11.10	What are the three different roles that objects can play in distributed object transactions? Transactional client, transactional server & transactional co-ordinator
11.11	Why do distributed transactions need two phases to commit? Because there has to be a voting stage before committing.
11.12	How are the ACID properties implemented in distributed object transactions?
11.13	What is server uncertainty? This refers to the phase after transactional server has voted for a commit and before it has received the commit request.
11.14	How is server uncertainty dealt with? By storing the modifications of the transaction on temporary persistent storage.
11.15	Which tasks do the CORBA Transaction Service, MTS and JTS relieve the designer of?

12.1	Why are distributed systems inherently insecure? The nature of the networking technology on which distributed systems are based allows one to use the public network to communicate with other systems connected to he network.
12.2	What are the security threats that distributed systems are exposed to? Leakage, tampering, resource stealing, vandalism and a combination of these threats
12.3	What are the principle methods of attacking a distributed system? Masquerading, eavesdropping, request tampering, replaying
12.4	How can distributed systems be infiltrated? Attacks by legitimate users, obtaining legitimate user's identity, smuggling client or server objects
12.5	Which role does encryption play in securing distributed systems? It prevents anyone from being able to read the content of messages on the network as well as providing authentication.
12.6	What is the difference between secret key and public key encryption?
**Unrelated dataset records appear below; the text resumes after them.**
PR #3321, opened 2022-04-11
Fix Detekt Issues on Compose module

JcMinarro:
### 🎯 Goal
Fix majority of the issues we had on Compose Module 
Fixes https://github.com/GetStream/android-internal-board/issues/18

#### General
- ~[ ] Thread with the PR link started in a respective Slack channel (#android-chat-core or #android-chat-ui)~

#### Code & documentation

### ☑️Reviewer Checklist


stream-chat-android-compose/src/main/java/io/getstream/chat/android/compose/ui/attachments/AttachmentFactory.kt
```diff
@@ -28,7 +28,8 @@ import io.getstream.chat.android.compose.ui.util.previewText
  * @param canHandle Checks the message and returns if the factory can consume it or not.
  * @param previewContent Composable function that allows users to define the content the [AttachmentFactory] will build,
  * using any given [AttachmentState], when the message is displayed in the message input preview, before sending.
- * @param content Composable function that allows users to define the content the [AttachmentFactory] will build using any given
+ * @param content Composable function that allows users to define the content the [AttachmentFactory] will build
+ * using any given
  * [AttachmentState], when the message is displayed in the message list.
```
filbabic, line 33: can we pull this up in the previous line? or format a bit nicer

stream-chat-android-compose/src/main/java/io/getstream/chat/android/compose/viewmodel/messages/MessageListViewModel.kt
```diff
@@ -403,12 +405,10 @@ public class MessageListViewModel(
             return
         }
 
-        if (message.id == lastSeenMessage.id) return
```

Secret key encryption comprises of a secret key held by each party which must be kept away from all others at all times. Both of the communication parties use the same key. Public key encryption operates by having a secret key and a public key and the public key must be distributed to anyone who wishes to communicate with you.
12.7	What is a key? A key is a fixed length bit string that has been computed using a certain mathematical algorithm
12.8	How are keys distributed? A common protocol used for public & secret key encryption systems is the Needham/Schroeder protocol. Whilst the protocol is different for public and private key encryption systems, they both involve communicating with a trusted Key Distribution server to obtain the key of the other party.
12.9	Why is the Needham/Schroeder protocol for public keys more complicated than the one for secret keys? It has to distributed two keys for each pair of objects that wish to communicate.
12.10	Why are nonce used in the Needham/Schroeder protocol? Detects replaying of messages
12.11	What is authentication? Establishes a trusted association between the principal, who is using a client or on whose behalf a server is acting , and the credentials that the system maintains about this principal.
12.12	How are credentials managed in object-oriented systems? Principals are associated with certain credentials during authentication. Those credentials determine the rights or privileges that have been granted to the principal.
12.13	What is the relationship between authentication and access control? Access control is based on authentication in order to identify the principal requesting a service
12.14	Why is non-repudiation important for electronic commerce? This makes users accountable for their actions, thus its used to prove whether electronic request and purchase for a product was actually made.
12.15	Why does non-repudiation hand out tokens for evidence rather than handing out the signed evidence?
12.16	What is the difference between auditing and the other distributed system security mechanisms? Whilst other security measure use a proactive approach auditing is a reactive approach and is used to find out details after an attack has taken place.
12.17	How is eavesdropping and message tampering prevented in CORBA-based systems?